Her project "Luz no Céu" was selected for a screen-writing workshop at Sundance Institute, in the USA.

She directed many TV Documentaries, including "Carandiru.doc" about Carandiru Detention Center and the filming process of Hector Babenco's movie inside the prison.

She wrote Olga, a movie she produced in association with "Globo Filmes" and "Lumiere". "Olga" has been watched by more than three million viewers and has won more than 20 awards in and out of Brazil.

She wrote and produced "Budapest", a movie inspired on Chico Buarque's homonymous novel. It was a co-production among Brazil, Portugal and Hungary, directed by Walter Carvalho and released in May 2009.
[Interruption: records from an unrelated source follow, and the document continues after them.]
PR #916, opened 2024-11-06
Add DataSource to ChainOpts and pass to NewChain

reductionista:
### Requires Dependencies
- https://github.com/smartcontractkit/chainlink-common/pull/919

### Resolves Dependencies
  - https://github.com/smartcontractkit/chainlink/pull/15127

core ref: 7b0c8369f2ae3a9a7fdf0eb490a6ae877b5d9540


reductionista:
Everything is green on all 3 linked PR's except for this odd golint error:

```
level=warning msg="[runner] Can't run linter goanalysis_metalinter: inspect: failed to load package nodeclient: could not load export data: no export data for \"github.com/smartcontractkit/chainlink/deployment/environment/nodeclient\""
level=error msg="Running error: can't run linter goanalysis_metalinter\ninspect: failed to load package nodeclient: could not load export data: no export data for \"github.com/smartcontractkit/chainlink/deployment/environment/nodeclient\""
make: *** [Makefile:117: lint-go-integration-tests] Error 3
```

This seems more likely to be an issue with golint than with the PR, but not sure. Any ideas?

integration-tests/go.mod
```diff
@@ -517,5 +527,14 @@ require (
...
+replace (
+	// geth wants v2.3.4 but that is incompatible with github.com/cometbft/cometbft v0.37.5 which when bumped is incompatible with github.com/cosmos/cosmos-sdk
+	// This line can be removed after these imports are bumped or removed.
+	github.com/btcsuite/btcd/btcec/v2 => github.com/btcsuite/btcd/btcec/v2 v2.3.2
+
+	// replicating the replace directive on cosmos SDK
+	github.com/gogo/protobuf => github.com/regen-network/protobuf v1.3.3-alpha.regen.1
+
+	// replicating replace directive in chainlink
+	github.com/sourcegraph/sourcegraph/conc => github.com/sourcegraph/sourcegraph-public-snapshot/conc v0.0.0-20240822153003-c864f15af264
```
jmank88: This doesn't exist. Where did it come from?
```suggestion
```

reductionista: Ah, was trying to keep the version of that module in sync with `chainlink` because I often get errors about that module in GoLand and thought the version mismatch might be the cause. Didn't realize they'd removed the `conc` package from this version.

integration-tests/common/test_common.go
```diff
@@ -21,7 +21,7 @@ import (
 	test_env_ctf "github.com/smartcontractkit/chainlink-testing-framework/lib/docker/test_env"
 	"github.com/smartcontractkit/chainlink-testing-framework/lib/utils/testcontext"
 
-	"github.com/smartcontractkit/chainlink/integration-tests/client"
+	client "github.com/smartcontractkit/chainlink/deployment/environment/nodeclient"
```
dhaidashenko, line 24: Is this change intentional?

reductionista: Yes, it was necessary in order to fix errors resulting from updating the ref to `chainlink/integration-tests` in `chainlink-solana/integration-tests/go.mod`. The `client` package was moved into a new `deployment` package in recent versions of `chainlink`, but nobody had updated the Solana repo with that change for some reason.

integration-tests/common/test_common.go
```diff
@@ -15,13 +15,12 @@ import (
 	"github.com/google/uuid"
 	"github.com/lib/pq"
 	"github.com/rs/zerolog/log"
-	"github.com/stretchr/testify/require"
-	"gopkg.in/guregu/null.v4"
-
 	test_env_ctf "github.com/smartcontractkit/chainlink-testing-framework/lib/docker/test_env"
 	"github.com/smartcontractkit/chainlink-testing-framework/lib/utils/testcontext"
+	"github.com/stretchr/testify/require"
+	"gopkg.in/guregu/null.v2"
```
jmank88: Why downgrade this from v4?

jmank88: Maybe consider updating the linter file like we do in core:
https://github.com/smartcontractkit/chainlink/blob/50c1b3dbf31bd145b312739b08967600a5c67f30/.golangci.yml#L139-L144

pkg/solana/chain.go
```diff
@@ -222,7 +226,7 @@ func (v *verifiedCachedClient) GetAccountInfoWithOpts(ctx context.Context, addr
 	return v.ReaderWriter.GetAccountInfoWithOpts(ctx, addr, opts)
 }
 
-func newChain(id string, cfg *config.TOMLConfig, ks loop.Keystore, lggr logger.Logger) (*chain, error) {
+func newChain(id string, cfg *config.TOMLConfig, ks core.Keystore, lggr logger.Logger, ds sqlutil.DataSource) (*chain, error) {
```
jmank88, line 229: When will this be used?

integration-tests/common/test_common.go
reductionista: Weird, I don't know why that keeps happening. Each time I notice it changes to `null.v2` I put it back to `null.v4` but... something I'm running really wants it to be v2.  Must be either goland or vim that's changing it?

pkg/solana/chain.go
reductionista: It will be used by LogPoller to initialize its ORM. We have the db schemas & some of the orm written now, but haven't added the constructor for LogPoller yet. I could add it as a part of this PR, but it seems more related to the JIRA we have for the main LogPoller runloop than this one. Originally it looked like tx mgr would also need it, but they've since confirmed they won't need to persist anything to db.

integration-tests/common/test_common.go
reductionista: Hmm... it looks like we do have those linter rules already in `chainlink-solana/.golangci.yml`. Maybe we need to create a separate `chainlink-solana/integration-tests/.golangci.yml` or do the existing linter rules apply to both modules?

reductionista: Looks like the existing yml file does apply to both, because the `make lint-go-integration-tests` command is run from `chainlink-solana` root dir

reductionista: Oh, I see why this null.v2 problem came back... I resolved some merge conflicts while rebasing `go.mod` by running `git rebase --skip`, apparently I undid the fix for that and some related things.

pkg/solana/chain_test.go
```diff
@@ -17,14 +17,16 @@ import (
 	"github.com/gagliardetto/solana-go/programs/system"
 	"github.com/gagliardetto/solana-go/rpc"
 	"github.com/google/uuid"
-	"github.com/smartcontractkit/chainlink-common/pkg/config"
-	"github.com/smartcontractkit/chainlink-common/pkg/logger"
-	"github.com/smartcontractkit/chainlink-common/pkg/utils/tests"
+	"github.com/smartcontractkit/chainlink-common/pkg/sqlutil/sqltest"
```
jmank88: I expect the linter to complain about the sorting here :thinking:

jmank88:
I think you will need to update the setup-go action here to get core to pass.
https://github.com/smartcontractkit/chainlink-solana/blob/3ff8c1bf1fe2218be4ff9c54b8a062d7463b1553/.github/workflows/relay.yml#L28-L31
I think the correct thing to do would be to set `GOTOOLCHAIN=auto`? Because setting explicit 1.23 would require manual updates, and bumping the go.mod version just to force this indirectly would be hacky.

.github/workflows/relay.yml
```diff
@@ -26,6 +26,8 @@ jobs:
         uses: actions/checkout@44c2b7a8a4ea60a981eaca3cf939b5f4305c123b # v4.1.5
       - name: Setup go
         uses: actions/setup-go@cdcb36043654635271a94b9a6d1392de5bb323a7 # v5.0.1
+        env:
+          GOTOOLCHAIN=auto
```
chainchad:
```suggestion
          GOTOOLCHAIN: auto
```

jmank88 (dismissed):

jmank88 (dismissed):

aalu1418 (dismissed):

dhaidashenko (dismissed):

reductionista:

Rita produced "O Tempo e o Vento", another movie with the director Jayme Monjardim, inspired on the epic novel from the celebrated Brazilian writer Erico Verissimo.

She wrote and is producing "Forgetiminoti", which is going to be directed by Roberto Moreira; and "Duetto", a Brazil-Italy co-production. The director is Marcos Jorge, who also directed "Estômago". She is also producing "Madame Durocher", a France-Brazil co-production movie. Both movies are on pre-production stage.